I looked up at him. His face was real. The desks around us were real. Even the stale air, thick with coffee and mildew, was real.
The self-preservation instinct of reason stirred awake inside me.
I began desperately searching for rational excuses for the anomalies before me. Perhaps it was an early sign of retinal detachment? Or some rare form of neurological chromatic deficiency? I'd been in the archives too long—the dim light, the toxic lead in ancient inks—they must have corroded my optic nerves.
Yes. It had to be me.
"Sorry, Director," I forced a strained smile, my voice trembling in a way I didn't recognize. "You're probably right. I've been pushing too hard. I… I think I really need to go home and sleep."
I grabbed my briefcase and almost stumbled out of the lobby.
The rain on Sainted Road fell as endlessly as before. I stood at the corner, frantically scanning every passerby. I searched their faces for even a flicker of alarm, a single confused glance.
Nothing.
A woman with a transparent umbrella crossed the street gracefully. In my vision, the vivid floral pattern that should have adorned her skirt was now just a blurred gray smudge. Yet she walked with such confidence, even tilting her head slightly to inhale the aroma of her coffee, a look of quiet pleasure on her face.
I am the one who is sick. I leaned against the cold brick wall, squeezing my eyes shut, repeating the mantra internally.
The self-doubt spread like poison.

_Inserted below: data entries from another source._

PR #181, opened 2023-12-04
consistently store channels as u8. flow fix to reduce bugs

lthiery:
I noticed on the first data uplink for US915, the appropriate downlink channel is not selected. This fixes the logic (which was very similar to the bug fixed in #160) and tries to structure the code to make it less error prone.

### DIFF
--- a/lorawan-device/src/region/fixed_channel_plans/join_channels.rs
+++ b/lorawan-device/src/region/fixed_channel_plans/join_channels.rs
@@ -36,7 +36,7 @@ impl JoinChannels {
                 self.previous_channel % 8
             };
             // pick another channel on that subband
-            Some((rng.next_u32() as u8 % 8) + (sb * 8))
+            Some((rng.next_u32() & 0b111) as u8 + (sb * 8))
         } else {
             None
         }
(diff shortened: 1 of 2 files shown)


lorawan-device/src/region/fixed_channel_plans/join_channels.rs
```diff
@@ -56,19 +58,19 @@ impl JoinChannels {
...
 
-    pub(crate) fn get_next_channel(&mut self, rng: &mut impl RngCore) -> usize {
+    pub(crate) fn get_next_channel(&mut self, rng: &mut impl RngCore) -> u8 {
         match (self.preferred_subband, self.num_retries.cmp(&self.max_retries)) {
             (Some(sb), Ordering::Less) => {
                 self.num_retries += 1;
                 // pick a  random number 0-7 on the preferred subband
                 // NB: we don't use 500 kHz channels
-                let channel = (rng.next_u32() as usize % 8) + ((sb as usize - 1) * 8);
+                let channel = (rng.next_u32() as u8 % 8) + ((sb as usize - 1) as u8 * 8);
```
plaes, line 67: `rng.next_u32() as u8` feels quite shady. Can you try with a sample program that prints out bunch of  downcasted values?

lthiery: nice catch! i totally forgot about that
https://doc.rust-lang.org/rust-by-example/types/cast.html

lorawan-device/src/region/fixed_channel_plans/join_channels.rs
```diff
@@ -64,7 +64,7 @@ impl JoinChannels {
                 self.num_retries += 1;
                 // pick a  random number 0-7 on the preferred subband
                 // NB: we don't use 500 kHz channels
-                let channel = (rng.next_u32() as u8 % 8) + ((sb as usize - 1) as u8 * 8);
+                let channel = ((rng.next_u32() & 0xFF) as u8 % 8) + ((sb as usize - 1) as u8 * 8);
```
plaes, line 67: Not sure whether there's point need to clamp it as `32008 as u8` will be 8 anyway.
So this could be just simply `(rng.next_u32() % 8) as u8 + ...`

PR #185, opened 2023-12-24
bump embassy version of examples

lthiery:


lulf (approved):

lthiery:
i was trying to fix CI after landing #184 but I couldn't find a version of embassy-time that matched. I think it could be fixed by patching the embassy release that embassy-time 0.2.0 relies on, but I figured we may as well wait for rust 1.76 which I imagine when the embassy 1.0.0 is official?

PR #187, opened 2023-12-27
Bump ehal

CBJamo:
Draft pending the various upstream movements. Will need to remove .cargo/config.toml


lthiery:
Replaced by #201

I began to believe that the gray paperclip I now held had always been gray—that my memory was playing a chemical trick called "delusion."
I remembered the medical term: solipsistic hallucination.
If the entire world was coherent and I alone was dissonant, then I was the erroneous variable.
I entered the tube station. The escalator groaned with its mechanical, monotonous rhythm. I stared at the safety stripes on the handrail—once bold warning colors, now resembling the dirty gray-white scales of a dead serpent.
But beside me, a blind man ran his fingers along the same rail, his movements practiced and natural.
"Don't think about it, Elias," I muttered to myself, the words swallowed by the roar of an approaching train.
I had to get home.
Home had Claire.
She was the clearest, most real, most logically consistent presence in this world. Just seeing her, hearing her say my name, confirming that the world through her eyes was still vibrant—this sudden nightmare of fading color would evaporate like morning fog.
I stepped into the carriage and sank into a swaying seat.
I looked down at my hand. The cut from the paper was still seeping.
I stared intently at the wound. In my vision, the fluid welling up was clear as water. I began to wonder—was I misremembering even the sensation of pain? If my blood ran clear, did that mean the hemoglobin in my veins had vanished too?
This was absurd. I must be dreaming. Or suffering some severe form of psychosis brought on by exhaustion.
"It's alright, Elias," I buried my face deep in my hands, hiding from the world growing unfamiliar.
"Once I see Claire, everything will be fine."